# Fiber Optics



## Dennis Alwon (May 9, 2009)

Does anyone have any info on how far fiber optic can be safely pulled. I am told 300 lbs of force is the maximum but how do you figure that out? The pull is 600' with only 1" conduit but I am thinking we will need a few pull boxes. 

Any help?


----------



## backstay (Feb 3, 2011)

Dennis Alwon said:


> Does anyone have any info on how far fiber optic can be safely pulled. I am told 300 lbs of force is the maximum but how do you figure that out? The pull is 600' with only 1" conduit but I am thinking we will need a few pull boxes.
> 
> Any help?


 *Gardner Bender
**Wire and Cable Pulling Tension Meter Part # TM5, Might be too big.
*


----------



## LGLS (Nov 10, 2007)

If the cable has a central member, you can pull from that with whatever force is necessary. 600' and a bit of Poly Water you're good to go.

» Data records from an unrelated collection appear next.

PR #1170, opened 2026-09-15
fix(playground): improve design of playground

jigjigjig:
## Description

Improve the design of the playground.

## How to test it locally

1. Build the dashboard and start a standalone gateway with two chat models.
2. Open Playground from the top navigation (or the account menu on mobile). Confirm the old sidebar entry is absent and deployment gating still applies.
3. Send a starting prompt in Single mode. Check streaming, Copy, Regenerate, the usage readout, and the 760px composer. Hover Tools and the model picker to compare their states.
4. Switch to Compare. Model B starts empty. Enter and Send must not dispatch a request until B is selected. Choose B, send, and confirm both answers and rating controls appear.
5. Open History, filter Chats/Comparisons, search, and use View all. Resume a saved chat and confirm its model and Single mode are restored. Save a current chat and test confirmed deletion.
6. At 390px, check stacked comparison panels, fluid composer width, touch targets, and a history popover that stays inside the viewport. Use arrow keys on the mode switch and Escape on popovers.

## Validation

- Dashboard Biome and TypeScript: passed.
- Full dashboard suite: 6,479 tests passed across 193 files, and 6,478 after the review round removed the test for a prop that is gone.
- Production Vite and Storybook builds: passed.
- Storybook smoke: 850 of 858 renders passed. The same four unchanged PublicAuthLayout stories fail in both themes because `useTheme` lacks a ThemeProvider. Changed component stories passed.
- Local browser checks covered welcome, completed chat, paired streams, missing-model send guard, keyboard mode changes, history filtering/search, and 390px layout without horizontal overflow.

Frontend-only change. Backend suites were not rerun. Generated bundles and local demo data are not committed.

Two self-review rounds have been worked and every thread is resolved. The second round removed an unused `CopyButton` label mode, gave the History control a visible label so it takes the ghost edge rather than a wrapper drawing one around an icon-only button, lifted the history date heading out of its first list item, narrowed the composer's missing-model prop, and restored the reason both comparison columns start empty.

## PR Type

- [x] Bug Fix

## Relevant issues

Part of mozilla-ai/otari-ai#2086. Follow-up to #1131.

## Checklist

- [ ] I ran all backend Definition of Done checks locally (frontend-only change; validation above).

## AI Usage

## Summary

- Moved Playground from the sidebar to the top navigation. Added mobile access through the account menu.
- Redesigned the chat layout, composer, model picker, tools menu, response actions, and comparison mode.
- Added a shared history interface with search, filtering, loading, saving, and deletion support.
- Restored the saved conversation model and Single mode when loading a conversation.
- Prevented comparison sends until Model B is selected.
- Improved responsive behavior, accessibility labels, keyboard interactions, and popover behavior.
- Added shared layout and control components, including `TurnReadout` and expanded `Segmented` sizing.
- Removed the separate conversation and comparison history dialogs.
- Added or updated tests for navigation, history, comparison mode, popovers, reasoning blocks, and usage readouts.

## Technical notes

Validation covered frontend linting, TypeScript checks, tests, production builds, Storybook builds, Storybook smoke tests, and desktop/mobile browser checks. Backend suites were not rerun because the changes are frontend-only.


web/src/features/playground/PlaygroundToolbar.tsx
```diff
@@ -1,143 +1,80 @@
...
+      <Button
+        aria-label="Conversation history"
+        className="min-h-11 min-w-11"
+        onPress={onOpenHistory}
+      >
+        <FiClock aria-hidden className="size-4" />
+        <span className="hidden lg:inline">Conversation history</span>
+      </Button>
+      <Button
+        aria-label="Saved comparisons"
```
jigjigjig: The accessible name here is "Saved comparisons" while the visible label five lines down is "Comparison history". The accessible name has to contain the visible one (WCAG 2.5.3 Label in Name), or a voice-control user reading "Comparison history" off the screen cannot activate the button. Pick one string and use it for both.

web/src/features/playground/PlaygroundToolbar.tsx
```diff
@@ -1,143 +1,80 @@
...
+      >
+        <FiBarChart2 aria-hidden className="size-4" />
+        <span className="hidden lg:inline">Comparison history</span>
+      </Button>
+      {!isComparing && hasTranscript ? (
+        <Button
+          aria-label="Save conversation"
+          className="ml-auto min-h-11 min-w-11"
+          onPress={onSaveConversation}
+          isDisabled={isSaveDisabled && !isSavePending}
```
jigjigjig: `isDisabled` and `isPending` for the same condition is what `Button`'s docstring rules out: "it must not be paired with `isDisabled` for the same condition: two sources for one state is how a button ends up disabled with no spinner." The `&& !isSavePending` here only exists because `PlaygroundPage` folds `isSavePending` into `isSaveDisabled`. Drop it from that composition and pass `isDisabled={isSaveDisabled}`.

web/src/features/playground/ModelSelect.tsx
```diff
@@ -52,7 +52,7 @@ export function ModelSelect({
 
   const unavailable = new Set(unavailableKeys ?? [])
   const pinned = new Set(pinnedKeys)
-  const selectedLabel = models.find((model) => model.key === value)?.key ?? ""
+  const selectedLabel = models.find((model) => model.key === value)?.label ?? ""
```
jigjigjig: `label` is the part of the key after the colon, so two provider instances serving the same model id (`openai:gpt-4o` and a second OpenAI-compatible instance) now render an identical trigger with nothing to tell them apart. `MessageBubble` was given `splitModelKey` so it could show the instance beside the label; the picker that chose it no longer shows it at all.

web/src/features/playground/PlaygroundPage.tsx
```diff
@@ -72,40 +68,37 @@ export function PlaygroundPage() {
...
-    // pads every page, and it is auto-height, so a page cannot fill the
-    // viewport from inside it: the conversation grows the page, the shell's
-    // `<main>` scrolls it, and the composer sticks to the bottom of the
-    // viewport so it stays reachable however long the transcript gets. One
-    // scroll container, which is also what a phone wants.
-    <div className="flex flex-col">
+    <div className="flex min-h-[calc(100dvh-6rem)] flex-col md:min-h-[calc(100dvh-6.5rem)]">
+      <div className="relative">
+        <PageIntro title="Playground" />
+        <div className="absolute right-0 top-0">
```
jigjigjig: `PageIntro` has an `action` prop for exactly this, documented as "the one action that belongs beside rather than below" the title, and its header reflows to a column below `sm` so the action drops under the heading on a phone. Wrapping it in `relative` and absolutely positioning the button opts out of both. Pass the button as `action` instead.

web/src/features/playground/PlaygroundWelcome.tsx
```diff
@@ -33,27 +16,36 @@ export function PlaygroundWelcome({
...
+        <h2 className="text-display-sub">What can I help with?</h2>
+        <p className="text-body text-muted">
+          Test a prompt with your workspace’s models.
+        </p>
+      </div>
+      <PlaygroundComposer {...composerProps} />
+      {composerProps.canChat ? (
+        <div className="flex flex-col gap-2">
+          <p className="text-caption">Try a starting point</p>
+          <Toolbar className="flex-col items-stretch gap-0">
```
jigjigjig: `Toolbar` is a named place, not a flex row: `.otari-toolbar` declares `--field-height: 32px` and strips the border off every ghost button inside it. Used here as a vertical list, it strips the borders the design wants and the code puts them back with a per-item `border-b` wrapper. A plain `<ul>` of `<li>` is the container, and it also gives the list its semantics. Worth asking the same question of the composer control row and the message action row, which are also not filter rows above a table.

web/src/features/playground/PlaygroundPage.tsx
```diff
@@ -130,22 +123,8 @@ export function PlaygroundPage() {
...
-              so it keeps the shell's width and its left edge does not sit over
-              the sidebar. The negative bottom margin cancels the wrapper's
-              padding below it, so nothing shows between it and the edge. */}
-          <div className="-mb-5 sticky bottom-0 z-10 bg-background pt-2 pb-5 md:-mb-6 md:pb-6">
-            {/* Inside the sticky block, above the composer. In normal flow it
-                sat at the document's end and the composer stuck over it, so the
-                one control the comparison exists for was the one you could not
-                see. Above the composer is also where it reads: the verdict on
-                the last exchange, then the box for the next question. */}
+          <div className="-mb-5 sticky bottom-0 z-10 mx-auto mt-auto w-full max-w-[47.5rem] bg-background pt-6 pb-[max(1.25rem,env(safe-area-inset-bottom))] md:-mb-6 md:pb-6">
```
jigjigjig: `max-w-[47.5rem]` is spelled three times across this file, `PlaygroundConversation.tsx:51` and `PlaygroundWelcome.tsx:19`. It is one measure that all three have to agree on, so it should be one exported constant; three copies will drift the first time the column is retuned.

web/src/features/playground/PlaygroundToolbar.tsx
```diff
@@ -1,143 +1,80 @@
...
-            <IconButton
-              label="Save conversation"
-              onPress={onSaveConversation}
-              isDisabled={isSaveDisabled}
-              isPending={isSavePending}
-            >
-              <FiSave aria-hidden className="size-4" />
-            </IconButton>
-          </Tooltip>
+    <Toolbar className="-mx-4 min-h-15 border-y border-border px-4 py-2 md:-mx-6 md:px-6">
```
jigjigjig: `-mx-4 … md:-mx-6` hardcodes the shell content wrapper's padding so the band can bleed to the edge. Nothing ties the two together, so changing the shell's padding leaves this band inset or overhanging with no test failing. If a full-bleed band is the design, it wants a shared utility that reads the same value the wrapper does.

web/src/app/nav/TopBarActions.tsx
```diff
@@ -3,37 +3,30 @@ import { Link } from "@tanstack/react-router"
...
-// has no row for it; the menu keeps a row of its own anyway, because this
-// cluster is hidden below `md` and the guide would otherwise have no entry
-// point on a phone.
-//
-// The design also draws a balance at the end of the cluster, and this build has
-// none to draw: this gateway meters spend but holds no wallet. `WalletNavSlot`
-// is the seam a build that does hold one replaces to contribute the chip, so
-// the gap is reachable rather than something an overlay would have to edit this
-// file to fill. It renders nothing here.
+// Desktop destinations; the account menu keeps them reachable on mobile.
```
jigjigjig, line 10: This replacement drops the standing rationale, not narration. The deleted block was the only place saying what `WalletNavSlot` is and why it renders nothing here, and the seam is still in the file below. Three more in the same shape: `registry.ts:602` loses why Playground gates on `surface` rather than `capability`, which still governs `PLAYGROUND_NAV_ITEM`; `PlaygroundComposer.tsx:29` loses the documented exception for using a bare `<textarea>` over the shared `TextArea`, so the next reader will "fix" it; and `NAV_ITEMS` loses its doc entirely at the same moment it stops being a plain flatten of the three section lists. AGENTS.md asks for narration and implementation history to go, which most of this diff does correctly. The why is the part to keep.

jigjigjig (commented):
Self-review before this leaves draft. CodeRabbit skipped the PR ("Draft PR not reviewed"), so nothing external has read it yet.

Three correctness or accessibility items, four design-system items, and one about the comments the diff removes. Popover's nested-trigger fix and the `label="Copy response"` to `label="response"` correction (which was producing an accessible name of "Copy Copy response") are both right and both covered by new tests.

Reviewed by Claude Opus 5.

web/src/features/playground/ThinkingBlock.tsx
```diff
@@ -1,44 +1,11 @@
...
- * loses the one thing that explains a surprising reply. A `<details>`-shaped
- * disclosure rather than the shared `Disclosure` primitive because this sits
- * inside a message bubble and carries no heading, border or padding of its own,
- * which is most of what that component is.
- *
- * It renders while the reasoning is still streaming, so the label is present
- * from the first fragment: a control that appears halfway through a reply moves
- * the answer under the reader's eye.
- */
+/** Only renders reasoning returned by the provider. */
```
jigjigjig: The comment this replaces argued specifically against the shared `Disclosure`: "because this sits inside a message bubble and carries no heading, border or padding of its own, which is most of what that component is." The change adopts `Disclosure` anyway, which may well be right now that the transcript has visible headings and rules, but the recorded decision is reversed with nothing in its place. One line saying what changed about the surface.

jigjigjig (commented):
Self-review by Claude Opus 5. Five findings, none blocking the design direction: one dead prop on a shared component, one hand-rolled control border, one heading nested inside a list item, one over-wide union, and one rationale comment that lost the fact it existed to record.

web/src/design-system/actions/CopyButton.tsx
```diff
@@ -21,7 +22,10 @@ export function CopyButton({
   value,
   label,
   selectOnFailure,
+  showLabel = false,
```
jigjigjig: `showLabel` is dead in production. The only three uses in the tree are this file, `copy.stories.tsx`, and `CopyButton.test.tsx`: commit 4 added it for `MessageBubble`, and commit 6 reverted that call site to the icon-only form. What ships is a branch on a shared design-system component that nothing renders, carrying an `md` size, a 6.5rem fixed width, a `FiCheck` import, and a "Copied" text state.

Drop `showLabel`, `FiCheck`, the `LabeledButton` story, and the test that covers it, returning `CopyButton` to its pre-PR shape.

web/src/features/playground/PlaygroundHistory.tsx
```diff
@@ -0,0 +1,316 @@
...
+
+  return (
+    <>
+      <Popover
+        padding="none"
+        placement="bottom end"
+        isOpen={isOpen && !isAllOpen}
+        onOpenChange={onOpenChange}
+        trigger={
+          <span className="inline-flex size-11 shrink-0 border border-control-border md:size-9">
```
jigjigjig: This hand-rolls a control border outside the design system. `Button` defaults to `variant="ghost"`, which is edgeless on purpose, so wrapping it in a bordered `<span>` puts the chrome on a non-focusable element: the focus ring draws inside the border rather than around the control, and `size-full min-w-0` on the button overrides the size scale that `size` exists to set.

Ask the button for the size and the edge (or add an `.otari-*` container, which is what `web/design/actions.md` prescribes for a group of ghosts that needs edges) instead of drawing one around it.

web/src/features/playground/PlaygroundHistory.tsx
```diff
@@ -0,0 +1,316 @@
...
+          {search ? "No matching history." : "No saved history yet."}
+        </p>
+      ) : (
+        <ul>
+          {visible.map((entry, index) => (
+            <li key={`${entry.kind}:${entry.id}`}>
+              {index === 0 ||
+              dateGroup(visible[index - 1].createdAt) !==
+                dateGroup(entry.createdAt) ? (
+                <h3 className="border-t border-border px-4 py-2 text-overline">
```
jigjigjig: The date heading is nested inside the first entry's `<li>`, so it labels a group from inside one of that group's members. A screen reader reading the list hears "Today" as part of the first row rather than as the heading over the rows that follow.

Group the entries first, then render one `<h3>` followed by its own `<ul>` per group.

web/src/features/playground/PlaygroundComposer.tsx
```diff
@@ -1,13 +1,16 @@
...
-import { IconButton } from "@/design-system/actions/IconButton"
+import { Button } from "@/design-system/actions/Button"
 
 import { ActiveToolChips } from "./ActiveToolChips"
 import { ToolsMenu } from "./ToolsMenu"
 
 export interface ComposerProps {
+  modelPicker?: ReactNode
+  hasTranscript?: boolean
+  missingModel?: "A" | "B"
```
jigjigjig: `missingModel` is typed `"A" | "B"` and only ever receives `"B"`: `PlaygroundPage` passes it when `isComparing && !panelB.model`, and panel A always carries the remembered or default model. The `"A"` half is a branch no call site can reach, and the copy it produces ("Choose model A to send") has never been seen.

What size/ type cable are you pulling?


----------



## Dennis Alwon (May 9, 2009)

IslandGuy said:


> If the cable has a central member, you can pull from that with whatever force is necessary. 600' and a bit of Poly Water you're good to go. What size/ type cable are you pulling?


I am not sure-- I think I am just installing the conduit but I want to make sure they are giving me good info. I don't want to hear them complain later and try and blame me.


----------



## backstay (Feb 3, 2011)

Dennis Alwon said:


> I am not sure-- I think I am just installing the conduit but I want to make sure they are giving me good info. I don't want to hear them complain later and try and blame me.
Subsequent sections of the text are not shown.